Reducing Credit Card Fees can Boost Competitiveness
It is not just crushing debt that has been squeezing small business owners. High credit card fees have been top of mind for many small businesses, especially those in consumer-facing sectors.
“A majority (81%) of small firms surveyed by CFIB say they take a hit to their bottom line to cover the costs of accepting credit cards.”
More Canadians than ever have been using credit cards in the last few years due to the pandemic, growing online sales, and inflationary pressures. But processing fees for merchants add up quickly. In fact, a majority (81%) of small firms surveyed by CFIB say they take a hit to their bottom line to cover the costs of accepting credit cards.
CFIB has long been fighting to see a reduction in credit card fees and was pleased when the 2023 federal budget brought some relief on the credit card front. The federal government reached a deal with Visa and Mastercard to lower credit card fees by up to 27%. Ottawa has also committed to encouraging reductions to other cards, such as American Express. While the government has yet to share more details, the announcement was welcome news. It would give small businesses some breathing room and alleviate some of their financial pressures.
There is Good News on the Horizon for Small Businesses
Though businesses have been through hell and back over the past few years, the Canadian economy – like small business owners – is resilient. While inflation is still high, CFIB’s latest economic forecasts suggest we’re headed toward a slowdown rather than a recession in the short term. This seems to be confirmed by the Bank of Canada’s recent decision to hold its policy interest rate at 4.5%, with Governor Tiff Macklem saying it is encouraging to see inflation decline. As we head into the busy summer months, this is cause for cautious optimism.
But more can be done to help small businesses and ensure Canada’s strong economic recovery. The federal government needs to be bold and CFIB has several recommendations on what needs to be done now.
“Reduce the regulatory burden on small businesses and prioritize regulatory modernization.”

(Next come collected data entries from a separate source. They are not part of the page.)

PR #464, opened 2019-06-28
Add gzip compression to nginx configs

Matt-Yorkley:
Related to https://github.com/openfoodfoundation/openfoodnetwork/issues/3858 and https://github.com/openfoodfoundation/openfoodnetwork/issues/#3860

Enables gzip compression via nginx.

Tested on UK staging.

### DIFF
--- a/inventory/group_vars/all.yml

These are CFIB’s recommendations to Ottawa:
- On CEBA: Extend the CEBA repayment deadline to the end of 2025, increase the forgivable portion of the CEBA loan to at least 50% and ensure that all CEBA loan recipients who received it in good faith but are now deemed ineligible get to keep the forgivable portion.
- On merchant fees: Lower merchant fees to no more than 1% of the total sale, ensure fees for e-commerce are kept low to allow small firms to compete online, and protect low-cost Interac debit and the Credit Card Code of Conduct.
- On red tape: Reduce the regulatory burden on small businesses and prioritize regulatory modernization.
- On carbon pricing: Pause carbon price increases, immediately return $2.5B in federal carbon tax revenues collected from small businesses since 2019, and reconsider the entire carbon pricing strategy with a focus on technology and other approaches to reduce greenhouse gas emissions.
- On federal taxes: Lower the federal small business tax rate from 9% to 8%, at least for the next two years, and increase the small business deduction threshold from $500,000 to $600,000, followed by indexing it to inflation.
- On payroll taxes: Introduce a targeted Employment Insurance (EI) credit for small businesses to lower a small employer’s premium rate from 1.4 times the rate of the employee to the same rate paid by the employee.
- On labour shortages: Help businesses deal with the shortage of labour by simplifying immigration processes, incentivizing investment in automation, and introducing fiscal measures to encourage older workers to stay or return to the workforce (including making EI voluntary for them).
Small businesses across all sectors and regions are battling high inflation, heavy tax burdens, rising property taxes, and massive COVID debt levels. It is time governments take the well-being of small businesses into consideration and commit to making the environment for entrepreneurs a positive one, not making it even tougher.